The full set of entries below must be returned exactly as shown.

-- Input material follows --

PR #315, opened 2016-07-29
[RFC] Add support for RHEL5

helen-fornazier:
Add support for RHEL5 in google-compute-engine, google-compute-engine-init and google-config

* Add sysvinit-rhel5 folder
* Fix pattern in build_packages script to include the startup/shutdown scripts in the build
* RHEL5 doesn't use the /etc/sudoers.d/ folder, use /etc/sudoers file if the folder doesn't exist

### DIFF
--- a/build_packages.sh
+++ b/build_packages.sh
@@ -21,6 +21,7 @@ function build_distro() {
   declare -r distro="$1"
   declare -r pkg_type="$2"
   declare -r py_path="$3"
+  declare -r py_pkt="$4"
   declare depends='google-compute-engine-init'
   declare name='google-compute-engine'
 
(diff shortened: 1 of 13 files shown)


illfelder:
Hi Helen,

-- Input material concluded --

# Completed exercise
PR #315, opened 2016-07-29
[RFC] Add support for RHEL5

helen-fornazier:
Add support for RHEL5 in google-compute-engine, google-compute-engine-init and google-config

* Add sysvinit-rhel5 folder
* Fix pattern in build_packages script to include the startup/shutdown scripts in the build
* RHEL5 doesn't use the /etc/sudoers.d/ folder, use /etc/sudoers file if the folder doesn't exist

### DIFF
--- a/build_packages.sh
+++ b/build_packages.sh
@@ -21,6 +21,7 @@ function build_distro() {
   declare -r distro="$1"
   declare -r pkg_type="$2"
   declare -r py_path="$3"
+  declare -r py_pkt="$4"
   declare depends='google-compute-engine-init'
   declare name='google-compute-engine'
 
(diff shortened: 1 of 13 files shown)


illfelder:
Hi Helen,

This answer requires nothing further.